Activity: Filter the lines below, copying only those with the string "output".

Supplied data:
PR #229, opened 2025-10-05
Add HTML format support to .zmetadata endpoint

mo-dkrz:
This PR adds a `format` parameter to the `.zmetadata` endpoint, allowing it to return either JSON (default) or Xarray's native HTML format.

Now that the web client can authenticate directly with freva-rest, we want to replace the metadata inspector functionality with zarr streaming. This requires displaying dataset metadata in the same HTML format that Xarray produces.
In the beginning we considered generating the HTML layout web-client-side from the JSON response, but this has drawbacks:
1. Any style changes in Xarray would require manual updates to maintain identical output
2. Reimplementing Xarray's HTML rendering would significantly increase client codebase complexity

By serving Xarray's HTML directly from the backend, we avoid duplicating styling logic and automatically stay in sync with Xarray's representation.

### DIFF
--- a/freva-rest/src/freva_rest/freva_data_portal/endpoints.py
+++ b/freva-rest/src/freva_rest/freva_data_portal/endpoints.py
@@ -2,12 +2,12 @@
 
 import asyncio
 import json
-from typing import Annotated, Any, Dict, List, Optional
+from typing import Annotated, Any, Dict, List, Optional, Union
 
 import cloudpickle
 from fastapi import Path, Query, Security, status
 from fastapi.exceptions import HTTPException
-from fastapi.responses import JSONResponse, Response
+from fastapi.responses import HTMLResponse, JSONResponse, Response
 from fastapi_third_party_auth import IDToken as TokenPayload
 from pydantic import BaseModel, Field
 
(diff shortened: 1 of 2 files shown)


freva-rest/src/freva_rest/freva_data_portal/endpoints.py
```diff
@@ -206,6 +207,13 @@ async def zemtadata(
             ),
         ),
     ],
+    format: Annotated[
```
antarcticrainforest, line 210: Are you sure that this parameter doesn't clash and will not clash in the future the zarr format?

antarcticrainforest (commented):
We do we need to do this here? I do understand that it might be convenient but I also feel like that this is not the right place here.

freva-rest/src/freva_rest/freva_data_portal/endpoints.py
mo-dkrz: @antarcticrainforest  Thanks for the comment. Yes, we can define a new endpoint to represent the HTML, which would help avoid potential issues in the future and benefit users accessing the endpoint directly via Jupyter Notebook or the web.

But, if we implement it entirely on the front end based on the `.zmetadata` endpoint’s JSON output and aim to match the xarray HTML format, we would need to rewrite the entire xarray [HTML formatting](https://github.com/pydata/xarray/blob/main/xarray/core/formatting_html.py) and [styling](https://github.com/pydata/xarray/tree/main/xarray) code. This would also require us to constantly update our implementation whenever xarray changes its codebase.

Additionally, `.zmetadata` does not provide enough information to fully replicate xarray’s output (e.g., coordinate values and other details). please let me know which approach you prefer?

Task result:
1. Any style changes in Xarray would require manual updates to maintain identical output
But, if we implement it entirely on the front end based on the `.zmetadata` endpoint’s JSON output and aim to match the xarray HTML format, we would need to rewrite the entire xarray [HTML formatting](https://github.com/pydata/xarray/blob/main/xarray/core/formatting_html.py) and [styling](https://github.com/pydata/xarray/tree/main/xarray) code. This would also require us to constantly update our implementation whenever xarray changes its codebase.
Additionally, `.zmetadata` does not provide enough information to fully replicate xarray’s output (e.g., coordinate values and other details). please let me know which approach you prefer?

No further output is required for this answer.